The point is until he repeats 2017, no matter how he did it, no matter how good he looked doing it, no matter how convincingly he did it, it's a one-off season. Add onto that the unknowns of his injury (and even though it looks better than a lot of other shoulder injuries, there are still unknowns) and you have not only a classic outlier season, but additional worries about him being able to repeat it.

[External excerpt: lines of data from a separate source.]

PR #847, opened 2015-11-27
WIP: Breakpad integration / crash dump generation

slipher:
This code is for generating minidump files when the program crashes, using the Breakpad library, which can be analyzed to get stack traces. Not intended to be merged immediately, but I'd the work so far to be reviewed before doing the final steps. So far it generates dumps for Windows and Linux engine (also works for gamelogic DLLs), and cgame NaCl. A few specific points I'd like feedback on:

- How should the code be organized better?
- Should I rate limit somehow crash dumps from NaCl? This could be a problem e.g. if the main menu gets stuck in a loop reloading cgame, or a VM sent bogus requests to write a dump.
- Does anyone care if it is implemented for native-exe VMs?

Still TODO:
- Dumps from NaCl sgame (a matter of copy/pasting cgame code)
- Dumps from OS X engine
- (Linux) Detect if the crash server fails to start, since if it doesn't, the program will hang after crashing. (maybe use smth else instead of fork/exec)
- Change the action of the USE_BREAKPAD flag (?) For users compiling the engine themselves, an engine crash dump is probably not very useful, so it makes sense for it to default to off. But NaCl crash dumps (which don't actually require Breakpad) would still be useful in this case.
- Figure out how to get symbol info when compiling in Release mode. This is needed for the release builds of the engine.
- Remove some files from the breakpad codebase that we don't use.
- Name NaCl dump files something other than a truncated time stamp.


daemon/CMakeLists.txt
```diff
@@ -413,7 +414,8 @@ if (WIN32)
     set(LIBS_BASE ${LIBS_BASE} winmm ws2_32)
 elseif (NACL)
     find_library(NACL_EXCEPTION nacl_exception)
-    set(LIBS_BASE ${LIBS_BASE} ${NACL_EXCEPTION})
+    find_library(NACL_MINIDUMP minidump_generator)
```
mbasaglia: Should this be guarded by USE_BREAKPAD?

Kangz:
Looks promising so far but reviewing has been made difficult by Github failing to show such a big diff.

Could you make breakpad a submodule (it is unlikely to change often) as well as lss? Since we are already using submodules I think this is ok. Once you have done that, you can squash most of the commits (you can keep linux separate if you want) so that we don't introduce the breakpad source code in our repo then remove it.

I'll do a more detailed review when this is done, (or when I get to a command line git client)

slipher:
@Kangz Ishq and I are thinking not to do a submodule, since the Breakpad repo is huge and contains numerous programs that we don't need for the game.

Viech:
I assume this is now #865. (For cross-reference.)

slipher:
@Viech correct.

Kangz:
How about making a repo of our own with source drops of the useful parts of breakpad?

DolceTriade:
If we want...I don't think the breakpad source is ever really going to change.

PR #853, opened 2015-12-08
Console command spam

Kangz:
Please take a look. I couldn't store information in cgs because it gets erased and recreated in CG_Init


DolceTriade:
LGTM

PR #856, opened 2015-12-12
fix wrong command

Keziolio:


Kangz:
LGTM, thanks for the fix!

PR #857, opened 2015-12-14
Create SpectatorEntity

DolceTriade:


src.cmake
```diff
@@ -179,6 +179,7 @@ set(SGAMELIST
     ${GAMELOGIC_DIR}/sgame/components/ThinkingComponent.cpp
     ${GAMELOGIC_DIR}/sgame/components/TrapperComponent.cpp
     ${GAMELOGIC_DIR}/sgame/components/TurretComponent.cpp
+    ${GAMELOGIC_DIR}/sgame/components/SpectatorClassComponent.cpp
```
Viech: `SpectatorComponent` for consistency please.

src/sgame/components/SpectatorClassComponent.cpp
```diff
@@ -0,0 +1,35 @@
+#include "SpectatorClassComponent.h"
+
+SpectatorClassComponent::SpectatorClassComponent(Entity& entity, ClientComponent& r_ClientComponent)
+	: SpectatorClassComponentBase(entity, r_ClientComponent)
+{}
+
+void SpectatorClassComponent::HandlePrepareNetCode() {
+	gclient_t* cl = entity.oldEnt->client;
+
+	if (cl && cl->sess.spectatorState == SPECTATOR_FOLLOW) {
```
Viech: Instead of nesting the three `if` statements, maybe just return early if the respective condition is not met?

src/sgame/components/SpectatorClassComponent.cpp
```diff
@@ -0,0 +1,35 @@
...
+			{
+				// Save
+				int score = cl->ps.persistant[ PERS_SCORE ];
+				int ping = cl->ps.ping;
+
+				// Copy
+				cl->ps = other->ps;
+
+				// Restore
+				cl->ps.persistant[ PERS_SCORE ] = score;
```
Viech: Can you explain why these two lines are needed, in particular the score one? Why is it the only field from `ps.persistant` that is also persistant accross different spectator states?

src/sgame/sg_main.cpp
```diff
@@ -2991,9 +2991,20 @@ void G_RunFrame( int levelTime )
 void G_PrepareEntityNetCode() {
```
Viech: I don't like special casing the PrepareNetCode message for spectators *too much*. Can we not live with having spectators lag up to a single server frame behind? A lot of the server side gamelogic (in particular thinkers) assumes that such a lag doesn't matters.

src/sgame/sg_main.cpp
```diff
@@ -2991,9 +2991,20 @@ void G_RunFrame( int levelTime )
...
+			if (oldEnt->entity->Get<SpectatorClassComponent>()) {
+				specEntities.push_back(oldEnt->entity);
+				continue;
+			}
 			oldEnt->entity->PrepareNetCode();
 		}
 	}
+
+	// Prepare netcode for specs
+	for (Entity* e : specEntities) {
```
Viech: Just use the `ForEntities` templated iterator here. The reason it's not done above is, as the TODO implies, you cannot currently iterate over *all* entities with it, just over a subset of all entities that has a given nonempty subset of components.

The syntax is like this:

    ForEntities<SpectatorComponent>([&](Entity& entitiy, SpectatorComponent& spectatorComponent){
        entity.PrepareNetcode();
    });

src/sgame/sg_main.cpp
Viech: Given that spectating related code is hard to test and your approach is at least as correct as my proposal, I won't insist on putting too much effort into this. Consider adding a comment like this, though: `TODO: Find out whether grouping netcode preparation by spectator state is necessary.`.

src/sgame/components/SpectatorClassComponent.cpp
Kangz: I think that otherwise that the spectator would show with the spectatee's score in the scoreboard.

DolceTriade: Correct. If you do /serverstatus or click on "view server info", it would show the player being spectated's score.

src/sgame/sg_main.cpp
DolceTriade: It's not so much that the information is out of date, but rather that the information can be completely wrong. HandlePrepareNetcode can do anything. Currently, it mainly just clamps the float health to an int, but that may not be what happens in the future. That's why we must call call PrepareNetcode after all the state has been written.

Viech: Note that `HandlePrepareNetcode` will never be allowed to do anything but exporting the component's state to the entity's network record. No member of the component may be changed. We just don't mark it `const` because it has an autogenerated declaration, as far as I know.

That being said, I think the only type of "wrong" the information can be is "outdated by one frame". And for clients, we're already talking about client frames (with asynchronous rate) that the server mimics, as far as I understand it. I do see that we may not want additional lag for some reason. I'm just hesitant to allow special cases in CBSE related code by default, because reducing the number of special cases to an elegant minimum is the point of CBSE. :stuck_out_tongue:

Baseball is littered with players who, for a whole lot of different reasons including injury, had seasons which were not typical of the rest of their career. Some of the more memorable ones for me are:

Roger Maris (1961)
Mark Fidrych (1976)
Pat Listach ( 1992)
Brady Anderson (1996)
Jeff Francoeur (2006)
Daisuke Matsuzaka (2008)

Some of those guys had nice careers, some not so nice, but none of them were the player they were in their peak year at any other time in their career. I am sure at the time they had their peak seasons the was plenty of talk about their future being bright, but they were outliers never to be seen again.

Until Nelson repeats his 2017 season, or betters it, it is the dictionary definition of an outlier. That doesn't mean it will always be, and it doesn't mean Nelson can't be a top-of-the-rotation starter, it just means he has to prove it.


I’m telling jimmy you guys think his 2017 season an “outlier”.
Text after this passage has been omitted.